Transferred to the reserves in 1943 he returned to his posts in Melbourne, but continued with both engineering and educational projects for the army. After the war he was very active in promoting the specialty through training (undertaking another overseas tour in 1949, mainly to review training elsewhere) and developing its organisations. With the establishment of the Melbourne DA, and to ensure that all medical undergraduates received a grounding in anaesthesia, Kaye set up (within the department of physiology) a teaching department of two rooms, one for lectures and the other to display equipment, the beginnings of the museum now named after him.

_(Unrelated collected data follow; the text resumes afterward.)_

PR #4260, opened 2024-05-09
nVIDIA CUDA R3D

1div0:
## Description

This is intended to add support of R3D CUDA based decoder, which is much faster than R3D CPU only decoder.

RED One clips are handled by the CPU.

## Checklist:

  nonconforming.

### DIFF
--- a/src/include/OpenImageIO/fmath.h
+++ b/src/include/OpenImageIO/fmath.h
@@ -992,7 +992,7 @@ inline void convert_type (const S *src, D *dst, size_t n)
 template<typename S, typename D>
 void convert_type (cspan<S> src, span<D> dst,
                    D min = std::numeric_limits<D>::min(),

Unfortunately, his idealistic approach did not match that of others and, disenchanted, he gave up clinical anaesthesia in 1955. Between then and 1965 he was a member of the Department of Electrical Engineering at Melbourne University, designing monitoring equipment and teaching devices, before working for CIG, a company with medical equipment interests, until retirement.

Professional interests and activities

The early anaesthetic organisations in Australia were State sections of the BMA, but Kaye was the driving force in the formation of the Australian Society of Anaesthetists, becoming its first Secretary in 1934. He was instrumental in establishing DA examinations and, with the introduction of one by the University of Melbourne in 1946, he resigned from the ASA Secretary role to concentrate on teaching, but returned to the post in 1950. That year saw the first moves in the formation of a Faculty of Anaesthetists in the RACS, although it seems Kaye would have preferred a College, and the desire to establish a centre of excellence led him to personally fund a headquarters building for the ASA in Melbourne.

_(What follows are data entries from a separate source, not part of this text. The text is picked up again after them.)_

Issue #4263, opened 2024-05-14
[FEATURE REQUEST] Proxy support for EXR multipart output


jreichel-nvidia:
It looks as if EXR multipart output does not support I/O proxies. In my experiments all methods seem to succeed, but I never receive any data from my proxy. There is a comment in exroutput.cpp:
```
    // m_output_multipart.reset (new Imf::MultiPartOutputFile (*m_output_stream,
    //                                          &m_headers[0], subimages)();
    // FIXME: Oops, looks like OpenEXR 2.0 currently lacks a
    // MultiPartOutputFile ctr that takes an OStream, so we can't
    // do this quite yet.
```
Maybe I'm missing something but it looks as if that constructor is available since at least OpenEXR 2.0.0:
```
    MultiPartOutputFile (
        OStream&      os,
        const Header* headers,
        int           parts,
        bool          overrideSharedAttributes = false,
        int           numThreads               = globalThreadCount ());
```
Isn't that the one that is needed?

lgritz:
Was closed by #4263

lgritz:
> Does this fix meet the requirements for a merge to the 2.5 branch?

@jreichel-nvidia Yes, certainly, it will be in the June 1 patch release.

PR #4264, opened 2024-05-15
Add proxy support for EXR multipart output (#4263)

jreichel-nvidia:
## Description

Add proxy support for EXR multipart output by taking the setup code from the other open() overload and calling the constructor accepting a stream instead of a filename.

## Tests

I did not add any new tests. Is proxy support tested by the testsuite?

## Checklist:

  nonconforming.

### DIFF
--- a/src/openexr.imageio/exroutput.cpp
+++ b/src/openexr.imageio/exroutput.cpp
@@ -573,13 +573,21 @@ OpenEXROutput::open(const std::string& name, int subimages,
 
     // Create an ImfMultiPartOutputFile
     try {
-        // m_output_stream.reset (new OpenEXROutputStream (name.c_str())();
-        // m_output_multipart.reset (new Imf::MultiPartOutputFile (*m_output_stream,
-        //                                          &m_headers[0], subimages)();
-        // FIXME: Oops, looks like OpenEXR 2.0 currently lacks a
-        // MultiPartOutputFile ctr that takes an OStream, so we can't
-        // do this quite yet.
-        m_output_multipart.reset(new Imf::MultiPartOutputFile(name.c_str(),
+        if (!m_io) {
+            m_io = new Filesystem::IOFile(name, Filesystem::IOProxy::Write);
+            m_local_io.reset(m_io);
+        }
+        OIIO_ASSERT(m_io);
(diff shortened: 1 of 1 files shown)


lgritz:
To make the issue close when the PR is merged, you need to use specific words:

`Closes #1234`

or

`Fixes #1234`

src/openexr.imageio/exroutput.cpp
```diff
@@ -573,13 +573,21 @@ OpenEXROutput::open(const std::string& name, int subimages,
...
+            m_io = new Filesystem::IOFile(name, Filesystem::IOProxy::Write);
+            m_local_io.reset(m_io);
+        }
+        OIIO_ASSERT(m_io);
+        if (m_io->mode() != Filesystem::IOProxy::Write) {
+            // If the proxy couldn't be opened in write mode, try to
+            // return an error.
+            std::string e = m_io->error();
+            errorf("Could not open \"%s\" (%s)", name,
+                   e.size() ? e : std::string("unknown error"));
```
lgritz, line 586: We're trying to deprecate the printf style in favor of the std::format style:

```suggestion
            errorfmt("Could not open \"{}\" ({})", name,
                     e.size() ? e : std::string("unknown error"));
```

src/openexr.imageio/exroutput.cpp
```diff
@@ -573,13 +573,21 @@ OpenEXROutput::open(const std::string& name, int subimages,
...
-        //                                          &m_headers[0], subimages)();
-        // FIXME: Oops, looks like OpenEXR 2.0 currently lacks a
-        // MultiPartOutputFile ctr that takes an OStream, so we can't
-        // do this quite yet.
-        m_output_multipart.reset(new Imf::MultiPartOutputFile(name.c_str(),
+        if (!m_io) {
+            m_io = new Filesystem::IOFile(name, Filesystem::IOProxy::Write);
+            m_local_io.reset(m_io);
+        }
+        OIIO_ASSERT(m_io);
```
lgritz, line 580: I think this assertion can be dropped, since there's no possible way it will ever trigger? Either m_io starts as non-null, or you unconditionally assign it a new object.

lgritz (commented):
It LGTM, and thanks!

I did make two very minor suggestions, if you are inclined.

The lack of enthusiasm for this project displayed by others and their casual attitude to what he had provided were major factors in his withdrawal from anaesthesia in 1955. Kaye published widely throughout his career, and was closely involved in the production of the first two Australian anaesthetic books. The range of his subjects was wide, but the major feature throughout was equipment, and in parallel to this interest he became a serious collector, and not only of anaesthetic equipment, but antiques as well, these also being the subjects of his literary output. All of his collections were eventually donated to relevant organisations, with his anaesthetic equipment forming a key part of the Geoffrey Kaye Museum of the Australian and New Zealand College of Anaesthetists in Melbourne.

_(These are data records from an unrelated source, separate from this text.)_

PR #4270, opened 2024-05-20
build: gcc-14 support, testing, CI

lgritz:
* Switch runner type for bleeding edge, use gcc14 and python 3.12

* Various minor gcc-14 + C++20 + Python 3.12 fixes

Notable: gcc14 warns about std::atomic_load for share_ptr as deprecated, since C++20 provides a true atomic shared pointer.


lgritz:
Does this seem reasonable?

lgritz:
Merging, as this fixes CI and allows builds with gcc 14.

PR #4655, opened 2025-03-08
fix(png): increase allowed width/height limit

jessey-git:
## Description

The current width/height limit enforced by the `check_open` API is too low for PNG files. Each dimension can technically be up to `2^31 - 1` but using that value would defeat the purpose of the check here. Use `1 << 20` like what is used for TIFF and EXR instead.

The situation was triggered while trying to write an 85000x28400 px image, which is smaller than 65536*65536 but the dimensions are checked individually rather than as a total pixel count or similar.

Also looks like the PNG output was allowing too many channels so fix that too.

## Checklist:

  doesn't change the API.)
  nonconforming.


lgritz (approved):
LGTM, thanks for the fix!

Other biographical information

Kaye came of a wealthy family, and for much of his life this enabled him to pursue his enthusiasms with little concern for the need to earn a living. Failure to realise that others had to balance idealism with hard economics was behind the disenchantment with anaesthesia that developed in 1955. As well as being a keen collector he was a linguist, a ‘bon viveur’, and an ardent correspondent with those who he had met on his travels around the world.

Author and Sources

Author: Prof Tony Wildsmith

Sources and any other comments: The definitive biography of Kaye was written (see Anaesth Intensive Care 2007; 35: 3-10) by Dr Rod Westhorpe, and I thank him for his assistance with this summary. Gwen Wilson’s “One Grand Chain”, a history of anaesthesia in Australia, puts Kaye’s contributions into the broader context, and also provides the definitive account of the strength (and dangers) of his Martini cocktails!